■ DATA PROVIDED ■

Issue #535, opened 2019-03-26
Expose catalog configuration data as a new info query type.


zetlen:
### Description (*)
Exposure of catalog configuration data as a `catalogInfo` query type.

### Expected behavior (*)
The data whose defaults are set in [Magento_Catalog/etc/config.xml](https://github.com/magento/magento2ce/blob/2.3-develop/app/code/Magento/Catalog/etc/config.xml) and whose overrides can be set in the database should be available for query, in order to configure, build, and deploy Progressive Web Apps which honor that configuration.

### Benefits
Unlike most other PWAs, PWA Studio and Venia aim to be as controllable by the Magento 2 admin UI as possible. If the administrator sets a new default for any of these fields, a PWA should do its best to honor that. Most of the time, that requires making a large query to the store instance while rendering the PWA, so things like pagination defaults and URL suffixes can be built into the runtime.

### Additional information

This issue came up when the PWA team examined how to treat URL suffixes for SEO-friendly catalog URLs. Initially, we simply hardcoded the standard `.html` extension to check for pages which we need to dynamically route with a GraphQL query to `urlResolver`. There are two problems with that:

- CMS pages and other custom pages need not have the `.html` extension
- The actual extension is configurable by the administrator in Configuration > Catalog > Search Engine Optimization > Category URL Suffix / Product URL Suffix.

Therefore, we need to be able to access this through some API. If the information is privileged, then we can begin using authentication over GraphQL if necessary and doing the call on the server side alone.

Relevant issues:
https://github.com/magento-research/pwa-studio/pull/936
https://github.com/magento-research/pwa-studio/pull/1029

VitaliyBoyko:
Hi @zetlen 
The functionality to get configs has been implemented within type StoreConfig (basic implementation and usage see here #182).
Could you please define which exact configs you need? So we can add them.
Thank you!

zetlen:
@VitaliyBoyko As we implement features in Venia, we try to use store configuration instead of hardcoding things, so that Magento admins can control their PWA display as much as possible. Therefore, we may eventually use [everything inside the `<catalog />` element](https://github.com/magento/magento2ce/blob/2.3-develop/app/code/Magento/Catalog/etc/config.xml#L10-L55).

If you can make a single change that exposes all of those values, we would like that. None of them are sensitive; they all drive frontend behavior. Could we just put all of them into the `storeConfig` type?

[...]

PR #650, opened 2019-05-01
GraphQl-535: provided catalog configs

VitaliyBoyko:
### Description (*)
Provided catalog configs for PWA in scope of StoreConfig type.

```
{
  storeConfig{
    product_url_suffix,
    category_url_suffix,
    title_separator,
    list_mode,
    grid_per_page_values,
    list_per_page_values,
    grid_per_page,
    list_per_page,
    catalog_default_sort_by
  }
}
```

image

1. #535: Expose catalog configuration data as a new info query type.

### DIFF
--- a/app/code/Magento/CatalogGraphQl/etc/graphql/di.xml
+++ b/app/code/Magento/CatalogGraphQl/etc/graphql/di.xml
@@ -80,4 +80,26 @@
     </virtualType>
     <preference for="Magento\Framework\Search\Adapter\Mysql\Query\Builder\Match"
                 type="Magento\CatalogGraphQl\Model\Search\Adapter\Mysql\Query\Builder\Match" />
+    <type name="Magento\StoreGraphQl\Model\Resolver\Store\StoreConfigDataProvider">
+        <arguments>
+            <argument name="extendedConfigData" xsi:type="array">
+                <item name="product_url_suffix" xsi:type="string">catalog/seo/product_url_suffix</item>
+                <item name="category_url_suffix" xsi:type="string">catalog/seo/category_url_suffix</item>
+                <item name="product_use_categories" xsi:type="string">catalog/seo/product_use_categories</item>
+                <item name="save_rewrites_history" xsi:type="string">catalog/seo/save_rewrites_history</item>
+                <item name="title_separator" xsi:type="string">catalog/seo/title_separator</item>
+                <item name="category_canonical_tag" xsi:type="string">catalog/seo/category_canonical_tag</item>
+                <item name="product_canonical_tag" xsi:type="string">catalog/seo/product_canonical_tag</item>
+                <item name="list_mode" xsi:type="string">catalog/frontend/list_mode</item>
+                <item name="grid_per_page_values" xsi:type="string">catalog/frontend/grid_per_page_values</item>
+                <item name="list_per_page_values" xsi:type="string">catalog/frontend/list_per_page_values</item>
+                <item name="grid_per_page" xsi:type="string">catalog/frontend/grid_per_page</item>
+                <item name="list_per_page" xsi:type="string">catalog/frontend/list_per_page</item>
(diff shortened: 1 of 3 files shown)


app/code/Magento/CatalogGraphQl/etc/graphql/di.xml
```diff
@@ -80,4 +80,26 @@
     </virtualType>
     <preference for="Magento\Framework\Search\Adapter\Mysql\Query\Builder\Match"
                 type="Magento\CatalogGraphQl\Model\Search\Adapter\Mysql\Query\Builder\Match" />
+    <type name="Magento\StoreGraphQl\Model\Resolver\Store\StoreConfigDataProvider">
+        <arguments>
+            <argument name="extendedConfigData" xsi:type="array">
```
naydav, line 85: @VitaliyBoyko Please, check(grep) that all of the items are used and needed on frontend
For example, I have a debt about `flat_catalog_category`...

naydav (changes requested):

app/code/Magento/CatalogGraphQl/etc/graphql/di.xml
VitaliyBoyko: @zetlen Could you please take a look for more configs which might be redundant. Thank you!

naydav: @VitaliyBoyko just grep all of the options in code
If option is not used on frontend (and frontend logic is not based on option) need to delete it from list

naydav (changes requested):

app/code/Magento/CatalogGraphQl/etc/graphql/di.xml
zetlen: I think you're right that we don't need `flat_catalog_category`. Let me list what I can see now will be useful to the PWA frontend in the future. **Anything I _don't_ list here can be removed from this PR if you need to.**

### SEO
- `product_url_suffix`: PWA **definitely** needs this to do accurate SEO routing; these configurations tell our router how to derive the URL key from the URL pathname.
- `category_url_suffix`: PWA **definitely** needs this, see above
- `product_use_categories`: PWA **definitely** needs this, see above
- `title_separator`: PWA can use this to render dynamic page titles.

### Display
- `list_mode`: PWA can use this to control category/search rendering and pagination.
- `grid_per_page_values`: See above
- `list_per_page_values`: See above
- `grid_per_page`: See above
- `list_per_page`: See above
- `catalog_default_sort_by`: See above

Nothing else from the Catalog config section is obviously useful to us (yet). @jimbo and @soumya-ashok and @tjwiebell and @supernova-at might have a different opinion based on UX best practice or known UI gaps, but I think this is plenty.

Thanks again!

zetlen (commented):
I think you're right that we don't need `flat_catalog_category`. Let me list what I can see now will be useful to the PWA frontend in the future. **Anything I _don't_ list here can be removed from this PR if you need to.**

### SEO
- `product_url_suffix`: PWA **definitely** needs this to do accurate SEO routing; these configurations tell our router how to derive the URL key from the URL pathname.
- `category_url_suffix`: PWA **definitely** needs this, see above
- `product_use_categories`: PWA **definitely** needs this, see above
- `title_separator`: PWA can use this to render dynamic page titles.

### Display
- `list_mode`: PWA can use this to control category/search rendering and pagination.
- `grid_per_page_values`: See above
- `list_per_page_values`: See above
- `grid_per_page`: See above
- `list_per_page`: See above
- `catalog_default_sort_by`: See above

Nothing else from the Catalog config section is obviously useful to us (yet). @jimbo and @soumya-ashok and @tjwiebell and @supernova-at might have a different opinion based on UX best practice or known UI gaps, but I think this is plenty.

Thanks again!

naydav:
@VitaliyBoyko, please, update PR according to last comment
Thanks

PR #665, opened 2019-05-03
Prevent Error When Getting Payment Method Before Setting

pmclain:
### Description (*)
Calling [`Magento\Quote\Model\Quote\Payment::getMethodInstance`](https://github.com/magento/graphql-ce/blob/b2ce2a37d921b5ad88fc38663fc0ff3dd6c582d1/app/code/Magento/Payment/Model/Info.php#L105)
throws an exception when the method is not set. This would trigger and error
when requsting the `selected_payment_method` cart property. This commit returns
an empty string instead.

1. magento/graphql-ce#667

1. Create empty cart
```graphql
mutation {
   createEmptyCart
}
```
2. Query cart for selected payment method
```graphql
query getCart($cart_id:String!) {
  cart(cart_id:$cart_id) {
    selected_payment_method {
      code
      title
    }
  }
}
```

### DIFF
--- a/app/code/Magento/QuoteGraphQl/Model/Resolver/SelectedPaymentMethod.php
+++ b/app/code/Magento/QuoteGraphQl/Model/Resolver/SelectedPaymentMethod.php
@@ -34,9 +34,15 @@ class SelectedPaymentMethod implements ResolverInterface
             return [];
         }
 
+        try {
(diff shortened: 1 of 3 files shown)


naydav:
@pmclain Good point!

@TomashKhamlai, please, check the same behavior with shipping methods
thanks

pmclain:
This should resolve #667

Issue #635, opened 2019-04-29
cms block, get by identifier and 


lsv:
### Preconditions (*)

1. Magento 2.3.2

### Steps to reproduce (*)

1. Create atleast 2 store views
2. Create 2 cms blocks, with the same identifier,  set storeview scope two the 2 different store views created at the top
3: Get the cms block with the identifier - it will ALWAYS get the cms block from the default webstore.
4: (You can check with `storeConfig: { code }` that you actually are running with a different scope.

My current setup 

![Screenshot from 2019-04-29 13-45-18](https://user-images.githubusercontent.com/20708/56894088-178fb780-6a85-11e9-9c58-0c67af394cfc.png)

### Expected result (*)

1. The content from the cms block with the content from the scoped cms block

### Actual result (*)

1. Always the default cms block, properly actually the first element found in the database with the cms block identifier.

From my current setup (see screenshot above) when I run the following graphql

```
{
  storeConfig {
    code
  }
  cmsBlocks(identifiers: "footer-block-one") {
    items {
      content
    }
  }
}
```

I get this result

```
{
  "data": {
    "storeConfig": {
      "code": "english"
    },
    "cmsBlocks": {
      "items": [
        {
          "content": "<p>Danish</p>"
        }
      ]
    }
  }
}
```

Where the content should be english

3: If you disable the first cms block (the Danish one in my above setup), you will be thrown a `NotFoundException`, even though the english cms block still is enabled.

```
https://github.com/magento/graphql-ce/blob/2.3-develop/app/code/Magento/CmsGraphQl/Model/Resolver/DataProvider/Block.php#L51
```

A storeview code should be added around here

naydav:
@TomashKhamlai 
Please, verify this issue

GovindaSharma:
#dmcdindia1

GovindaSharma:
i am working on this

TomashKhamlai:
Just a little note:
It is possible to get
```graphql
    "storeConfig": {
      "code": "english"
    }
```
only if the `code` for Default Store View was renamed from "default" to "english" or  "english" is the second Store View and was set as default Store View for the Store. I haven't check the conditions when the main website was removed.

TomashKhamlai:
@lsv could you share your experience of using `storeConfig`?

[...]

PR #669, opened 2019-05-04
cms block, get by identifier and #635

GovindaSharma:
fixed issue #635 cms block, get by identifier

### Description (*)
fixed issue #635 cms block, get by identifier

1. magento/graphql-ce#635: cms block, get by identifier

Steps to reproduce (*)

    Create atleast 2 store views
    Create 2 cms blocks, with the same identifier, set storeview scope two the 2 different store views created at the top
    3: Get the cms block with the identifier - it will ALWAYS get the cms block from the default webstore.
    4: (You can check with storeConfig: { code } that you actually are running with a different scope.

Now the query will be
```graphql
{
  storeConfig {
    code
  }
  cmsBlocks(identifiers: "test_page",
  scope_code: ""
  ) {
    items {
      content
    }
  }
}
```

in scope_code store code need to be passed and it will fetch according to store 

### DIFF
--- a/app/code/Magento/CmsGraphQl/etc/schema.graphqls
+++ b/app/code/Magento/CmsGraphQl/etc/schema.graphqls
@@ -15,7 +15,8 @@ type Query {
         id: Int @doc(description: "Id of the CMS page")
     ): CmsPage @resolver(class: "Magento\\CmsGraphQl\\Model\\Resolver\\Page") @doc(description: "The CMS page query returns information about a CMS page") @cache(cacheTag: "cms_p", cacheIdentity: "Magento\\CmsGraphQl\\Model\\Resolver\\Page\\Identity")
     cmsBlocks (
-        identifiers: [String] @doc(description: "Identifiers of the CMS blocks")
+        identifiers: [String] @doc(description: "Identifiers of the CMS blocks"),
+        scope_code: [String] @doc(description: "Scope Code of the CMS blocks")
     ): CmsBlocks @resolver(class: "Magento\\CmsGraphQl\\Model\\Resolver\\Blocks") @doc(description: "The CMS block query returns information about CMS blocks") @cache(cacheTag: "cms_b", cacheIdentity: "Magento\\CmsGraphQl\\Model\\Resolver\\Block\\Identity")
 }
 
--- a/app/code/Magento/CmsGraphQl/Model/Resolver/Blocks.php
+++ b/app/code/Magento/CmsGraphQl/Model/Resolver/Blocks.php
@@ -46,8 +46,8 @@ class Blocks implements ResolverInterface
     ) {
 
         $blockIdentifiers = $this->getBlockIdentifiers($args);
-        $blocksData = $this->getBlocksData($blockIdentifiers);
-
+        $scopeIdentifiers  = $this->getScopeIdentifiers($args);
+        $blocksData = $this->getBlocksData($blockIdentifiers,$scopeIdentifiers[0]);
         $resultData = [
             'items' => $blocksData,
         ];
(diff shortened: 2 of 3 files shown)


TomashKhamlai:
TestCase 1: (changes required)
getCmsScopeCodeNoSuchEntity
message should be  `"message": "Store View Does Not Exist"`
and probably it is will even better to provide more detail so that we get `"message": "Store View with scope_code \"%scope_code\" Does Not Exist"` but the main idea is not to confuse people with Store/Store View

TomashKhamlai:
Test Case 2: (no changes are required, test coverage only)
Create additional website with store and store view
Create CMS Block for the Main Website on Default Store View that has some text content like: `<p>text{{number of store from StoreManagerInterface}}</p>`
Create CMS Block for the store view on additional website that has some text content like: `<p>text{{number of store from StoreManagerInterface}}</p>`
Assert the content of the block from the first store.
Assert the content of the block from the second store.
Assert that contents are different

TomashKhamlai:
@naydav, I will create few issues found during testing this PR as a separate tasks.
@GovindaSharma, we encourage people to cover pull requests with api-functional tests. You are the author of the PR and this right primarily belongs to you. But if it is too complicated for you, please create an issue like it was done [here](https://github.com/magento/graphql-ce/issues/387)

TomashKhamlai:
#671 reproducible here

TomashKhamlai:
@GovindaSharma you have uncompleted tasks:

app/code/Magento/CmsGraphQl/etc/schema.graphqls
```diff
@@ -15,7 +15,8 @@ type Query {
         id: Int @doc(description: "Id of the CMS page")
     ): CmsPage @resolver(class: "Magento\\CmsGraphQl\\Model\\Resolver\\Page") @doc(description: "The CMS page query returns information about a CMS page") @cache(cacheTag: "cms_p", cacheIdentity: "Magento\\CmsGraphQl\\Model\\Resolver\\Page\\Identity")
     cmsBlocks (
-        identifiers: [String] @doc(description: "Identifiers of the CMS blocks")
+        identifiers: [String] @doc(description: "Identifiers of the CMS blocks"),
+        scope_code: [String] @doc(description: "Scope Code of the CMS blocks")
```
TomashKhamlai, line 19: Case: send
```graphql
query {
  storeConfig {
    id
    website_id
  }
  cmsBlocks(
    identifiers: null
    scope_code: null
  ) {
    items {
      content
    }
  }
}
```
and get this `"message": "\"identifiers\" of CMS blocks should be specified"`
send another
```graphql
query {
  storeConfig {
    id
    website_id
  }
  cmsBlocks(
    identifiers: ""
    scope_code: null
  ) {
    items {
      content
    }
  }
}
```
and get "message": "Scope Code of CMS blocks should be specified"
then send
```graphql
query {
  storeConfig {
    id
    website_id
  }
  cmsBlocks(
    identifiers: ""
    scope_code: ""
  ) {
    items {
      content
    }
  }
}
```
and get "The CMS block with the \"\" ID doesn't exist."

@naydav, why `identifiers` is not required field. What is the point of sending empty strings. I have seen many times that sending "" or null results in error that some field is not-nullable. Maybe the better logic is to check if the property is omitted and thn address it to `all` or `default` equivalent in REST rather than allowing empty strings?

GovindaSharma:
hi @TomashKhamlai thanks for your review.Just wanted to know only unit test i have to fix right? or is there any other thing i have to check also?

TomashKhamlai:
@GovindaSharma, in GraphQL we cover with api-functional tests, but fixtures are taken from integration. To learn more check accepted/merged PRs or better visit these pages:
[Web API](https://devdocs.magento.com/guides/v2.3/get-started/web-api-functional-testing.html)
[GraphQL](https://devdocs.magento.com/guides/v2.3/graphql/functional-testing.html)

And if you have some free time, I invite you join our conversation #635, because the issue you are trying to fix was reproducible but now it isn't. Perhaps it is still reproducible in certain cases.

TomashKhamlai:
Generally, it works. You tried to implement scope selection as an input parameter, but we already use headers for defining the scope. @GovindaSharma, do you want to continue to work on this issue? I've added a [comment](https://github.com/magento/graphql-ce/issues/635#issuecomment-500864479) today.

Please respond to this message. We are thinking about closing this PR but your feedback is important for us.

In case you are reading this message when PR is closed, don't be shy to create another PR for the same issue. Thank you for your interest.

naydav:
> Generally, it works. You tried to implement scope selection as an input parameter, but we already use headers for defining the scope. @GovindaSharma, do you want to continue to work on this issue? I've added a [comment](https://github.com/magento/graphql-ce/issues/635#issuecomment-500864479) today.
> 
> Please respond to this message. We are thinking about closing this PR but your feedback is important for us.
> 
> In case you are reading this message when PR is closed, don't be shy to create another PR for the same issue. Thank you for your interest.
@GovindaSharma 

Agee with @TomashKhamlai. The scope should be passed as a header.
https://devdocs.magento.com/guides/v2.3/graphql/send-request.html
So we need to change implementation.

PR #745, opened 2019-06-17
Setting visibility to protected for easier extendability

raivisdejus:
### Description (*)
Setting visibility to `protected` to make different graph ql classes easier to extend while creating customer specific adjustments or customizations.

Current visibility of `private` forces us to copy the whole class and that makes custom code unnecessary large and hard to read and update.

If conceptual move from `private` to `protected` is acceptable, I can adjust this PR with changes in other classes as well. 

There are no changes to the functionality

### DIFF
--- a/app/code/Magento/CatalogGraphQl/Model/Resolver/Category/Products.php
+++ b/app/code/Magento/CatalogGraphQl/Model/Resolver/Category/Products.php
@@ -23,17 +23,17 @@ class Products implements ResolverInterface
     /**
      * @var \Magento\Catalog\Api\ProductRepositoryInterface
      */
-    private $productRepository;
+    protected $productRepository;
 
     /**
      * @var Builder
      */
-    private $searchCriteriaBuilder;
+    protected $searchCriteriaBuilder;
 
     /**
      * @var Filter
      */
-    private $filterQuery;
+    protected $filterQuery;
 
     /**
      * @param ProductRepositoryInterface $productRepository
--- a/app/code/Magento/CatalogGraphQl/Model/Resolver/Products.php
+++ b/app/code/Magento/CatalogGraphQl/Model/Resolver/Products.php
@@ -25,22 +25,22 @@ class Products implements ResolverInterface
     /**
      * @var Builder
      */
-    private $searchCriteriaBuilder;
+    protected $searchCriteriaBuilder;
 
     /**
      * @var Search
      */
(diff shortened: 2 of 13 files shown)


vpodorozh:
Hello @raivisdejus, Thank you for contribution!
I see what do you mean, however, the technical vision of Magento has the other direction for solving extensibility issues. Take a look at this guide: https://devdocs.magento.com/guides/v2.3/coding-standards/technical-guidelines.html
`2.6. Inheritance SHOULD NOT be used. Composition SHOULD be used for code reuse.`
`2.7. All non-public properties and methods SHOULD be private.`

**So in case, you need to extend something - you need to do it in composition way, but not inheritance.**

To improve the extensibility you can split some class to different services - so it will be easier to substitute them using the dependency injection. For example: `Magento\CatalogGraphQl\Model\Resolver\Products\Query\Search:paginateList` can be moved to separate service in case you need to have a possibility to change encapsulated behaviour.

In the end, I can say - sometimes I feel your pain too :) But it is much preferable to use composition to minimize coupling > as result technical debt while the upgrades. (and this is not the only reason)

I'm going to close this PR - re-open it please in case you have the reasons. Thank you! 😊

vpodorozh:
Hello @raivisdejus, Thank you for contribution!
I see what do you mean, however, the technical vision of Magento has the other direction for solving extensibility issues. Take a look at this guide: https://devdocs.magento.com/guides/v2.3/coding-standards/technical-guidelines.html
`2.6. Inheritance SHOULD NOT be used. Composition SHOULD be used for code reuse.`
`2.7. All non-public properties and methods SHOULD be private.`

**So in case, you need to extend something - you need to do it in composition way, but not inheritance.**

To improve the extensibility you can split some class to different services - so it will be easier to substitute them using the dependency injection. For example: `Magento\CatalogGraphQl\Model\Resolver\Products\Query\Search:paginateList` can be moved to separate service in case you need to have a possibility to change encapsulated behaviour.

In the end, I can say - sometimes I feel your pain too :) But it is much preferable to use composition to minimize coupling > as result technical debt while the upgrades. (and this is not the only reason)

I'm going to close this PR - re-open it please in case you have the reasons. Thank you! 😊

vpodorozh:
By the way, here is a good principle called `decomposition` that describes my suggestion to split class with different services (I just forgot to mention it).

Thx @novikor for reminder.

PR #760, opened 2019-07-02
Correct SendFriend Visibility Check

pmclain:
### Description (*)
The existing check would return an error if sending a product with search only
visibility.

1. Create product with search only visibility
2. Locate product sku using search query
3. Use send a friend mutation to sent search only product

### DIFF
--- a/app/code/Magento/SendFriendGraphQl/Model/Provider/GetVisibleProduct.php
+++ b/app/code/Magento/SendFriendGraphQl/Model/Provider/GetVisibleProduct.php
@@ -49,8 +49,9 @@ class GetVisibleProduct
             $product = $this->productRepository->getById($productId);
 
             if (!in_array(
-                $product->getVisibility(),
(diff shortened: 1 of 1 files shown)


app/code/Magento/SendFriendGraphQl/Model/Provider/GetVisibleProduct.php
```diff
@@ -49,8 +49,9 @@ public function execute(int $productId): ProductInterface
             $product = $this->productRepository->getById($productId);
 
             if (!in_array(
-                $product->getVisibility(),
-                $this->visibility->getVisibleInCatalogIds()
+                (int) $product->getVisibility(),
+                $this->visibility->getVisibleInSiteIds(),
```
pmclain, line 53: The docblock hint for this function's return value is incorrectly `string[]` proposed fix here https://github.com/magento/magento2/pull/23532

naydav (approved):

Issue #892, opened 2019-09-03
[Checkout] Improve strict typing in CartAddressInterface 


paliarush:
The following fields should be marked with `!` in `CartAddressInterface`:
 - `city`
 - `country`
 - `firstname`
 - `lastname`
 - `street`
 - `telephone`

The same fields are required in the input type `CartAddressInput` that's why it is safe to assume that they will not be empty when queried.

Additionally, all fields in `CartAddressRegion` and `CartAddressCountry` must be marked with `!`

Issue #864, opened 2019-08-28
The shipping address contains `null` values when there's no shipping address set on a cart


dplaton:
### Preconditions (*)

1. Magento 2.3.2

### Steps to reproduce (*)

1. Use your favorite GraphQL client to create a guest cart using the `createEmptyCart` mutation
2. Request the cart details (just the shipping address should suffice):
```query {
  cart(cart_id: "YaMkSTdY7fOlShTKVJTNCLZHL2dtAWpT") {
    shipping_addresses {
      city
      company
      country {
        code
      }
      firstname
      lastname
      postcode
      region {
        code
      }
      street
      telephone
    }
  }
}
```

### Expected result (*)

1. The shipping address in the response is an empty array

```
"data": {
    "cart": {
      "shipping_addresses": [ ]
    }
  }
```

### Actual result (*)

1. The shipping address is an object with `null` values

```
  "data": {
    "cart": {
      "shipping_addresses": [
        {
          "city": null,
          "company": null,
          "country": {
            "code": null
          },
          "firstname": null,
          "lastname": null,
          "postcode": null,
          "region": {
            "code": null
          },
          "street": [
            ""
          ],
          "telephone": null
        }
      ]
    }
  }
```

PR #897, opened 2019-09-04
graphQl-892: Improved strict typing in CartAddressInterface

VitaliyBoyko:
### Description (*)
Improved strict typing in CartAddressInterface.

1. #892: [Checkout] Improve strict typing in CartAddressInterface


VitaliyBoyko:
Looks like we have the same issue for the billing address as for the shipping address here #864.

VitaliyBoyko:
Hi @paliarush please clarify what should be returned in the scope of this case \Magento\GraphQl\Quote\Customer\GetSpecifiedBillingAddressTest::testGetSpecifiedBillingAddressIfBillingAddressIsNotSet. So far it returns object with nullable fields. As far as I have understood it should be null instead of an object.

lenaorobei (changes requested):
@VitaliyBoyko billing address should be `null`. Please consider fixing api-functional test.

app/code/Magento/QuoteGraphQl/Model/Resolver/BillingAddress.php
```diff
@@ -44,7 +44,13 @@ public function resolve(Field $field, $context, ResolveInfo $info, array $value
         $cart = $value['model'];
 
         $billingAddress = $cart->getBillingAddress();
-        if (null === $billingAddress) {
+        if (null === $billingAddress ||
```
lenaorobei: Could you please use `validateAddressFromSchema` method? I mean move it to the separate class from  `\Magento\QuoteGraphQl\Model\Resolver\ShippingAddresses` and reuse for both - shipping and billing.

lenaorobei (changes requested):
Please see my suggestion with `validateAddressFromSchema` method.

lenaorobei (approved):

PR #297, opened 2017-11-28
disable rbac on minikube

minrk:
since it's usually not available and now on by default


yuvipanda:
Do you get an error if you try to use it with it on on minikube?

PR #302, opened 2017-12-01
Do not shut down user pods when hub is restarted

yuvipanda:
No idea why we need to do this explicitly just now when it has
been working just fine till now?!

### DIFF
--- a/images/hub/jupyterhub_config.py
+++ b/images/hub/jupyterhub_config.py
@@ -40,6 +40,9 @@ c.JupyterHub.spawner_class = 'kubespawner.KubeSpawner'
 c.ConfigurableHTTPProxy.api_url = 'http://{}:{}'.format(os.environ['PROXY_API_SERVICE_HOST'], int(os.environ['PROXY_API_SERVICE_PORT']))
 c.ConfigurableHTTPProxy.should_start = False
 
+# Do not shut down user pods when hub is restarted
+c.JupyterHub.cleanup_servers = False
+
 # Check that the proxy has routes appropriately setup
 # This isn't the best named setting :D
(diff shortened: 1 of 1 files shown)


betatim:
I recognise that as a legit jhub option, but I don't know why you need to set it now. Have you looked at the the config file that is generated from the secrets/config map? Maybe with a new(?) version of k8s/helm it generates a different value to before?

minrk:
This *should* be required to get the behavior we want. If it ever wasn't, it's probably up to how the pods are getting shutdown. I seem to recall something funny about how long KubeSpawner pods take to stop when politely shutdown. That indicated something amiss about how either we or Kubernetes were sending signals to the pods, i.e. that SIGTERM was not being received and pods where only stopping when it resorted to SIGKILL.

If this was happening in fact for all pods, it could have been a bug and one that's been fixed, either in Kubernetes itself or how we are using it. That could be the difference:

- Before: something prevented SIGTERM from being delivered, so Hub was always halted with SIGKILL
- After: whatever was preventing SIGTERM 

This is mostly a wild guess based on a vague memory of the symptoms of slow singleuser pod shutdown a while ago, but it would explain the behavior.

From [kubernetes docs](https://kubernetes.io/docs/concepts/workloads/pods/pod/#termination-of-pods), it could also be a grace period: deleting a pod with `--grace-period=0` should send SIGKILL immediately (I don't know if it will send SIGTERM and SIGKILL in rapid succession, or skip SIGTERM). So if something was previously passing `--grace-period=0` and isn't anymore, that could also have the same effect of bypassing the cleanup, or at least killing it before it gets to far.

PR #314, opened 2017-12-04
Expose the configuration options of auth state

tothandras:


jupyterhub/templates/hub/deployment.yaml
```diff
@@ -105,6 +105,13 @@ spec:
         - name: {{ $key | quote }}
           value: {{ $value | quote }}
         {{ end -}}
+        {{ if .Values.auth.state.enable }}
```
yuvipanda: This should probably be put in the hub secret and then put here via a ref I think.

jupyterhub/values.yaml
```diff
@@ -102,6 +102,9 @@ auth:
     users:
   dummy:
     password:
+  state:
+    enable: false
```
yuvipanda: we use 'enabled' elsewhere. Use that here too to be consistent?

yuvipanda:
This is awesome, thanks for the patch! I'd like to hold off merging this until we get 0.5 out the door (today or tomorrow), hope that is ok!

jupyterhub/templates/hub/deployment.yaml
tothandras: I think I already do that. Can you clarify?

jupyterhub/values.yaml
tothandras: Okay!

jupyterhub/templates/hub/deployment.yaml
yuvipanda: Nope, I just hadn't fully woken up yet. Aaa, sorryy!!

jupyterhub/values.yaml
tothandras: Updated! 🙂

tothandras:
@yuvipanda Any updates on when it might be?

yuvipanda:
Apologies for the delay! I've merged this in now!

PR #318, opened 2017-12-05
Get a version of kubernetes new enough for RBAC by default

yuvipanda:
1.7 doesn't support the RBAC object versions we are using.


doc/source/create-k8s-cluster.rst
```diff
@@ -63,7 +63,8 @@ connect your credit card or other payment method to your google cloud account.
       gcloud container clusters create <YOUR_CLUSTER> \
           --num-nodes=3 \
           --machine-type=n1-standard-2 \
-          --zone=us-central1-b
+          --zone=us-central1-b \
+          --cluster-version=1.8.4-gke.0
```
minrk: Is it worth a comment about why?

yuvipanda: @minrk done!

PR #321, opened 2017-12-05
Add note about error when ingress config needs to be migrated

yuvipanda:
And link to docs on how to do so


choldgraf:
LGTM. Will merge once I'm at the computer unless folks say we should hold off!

■ WHAT IS BEING ASKED ■
Your answer must consist solely of the lines above between the line holding "getCmsScopeCodeNoSuchEntity" and the line holding "a separate tasks.", inclusive, copied exactly.

■ RESPONSE BOX ■
getCmsScopeCodeNoSuchEntity
message should be  `"message": "Store View Does Not Exist"`
and probably it is will even better to provide more detail so that we get `"message": "Store View with scope_code \"%scope_code\" Does Not Exist"` but the main idea is not to confuse people with Store/Store View

TomashKhamlai:
Test Case 2: (no changes are required, test coverage only)
Create additional website with store and store view
Create CMS Block for the Main Website on Default Store View that has some text content like: `<p>text{{number of store from StoreManagerInterface}}</p>`
Create CMS Block for the store view on additional website that has some text content like: `<p>text{{number of store from StoreManagerInterface}}</p>`
Assert the content of the block from the first store.
Assert the content of the block from the second store.
Assert that contents are different

TomashKhamlai:
@naydav, I will create few issues found during testing this PR as a separate tasks.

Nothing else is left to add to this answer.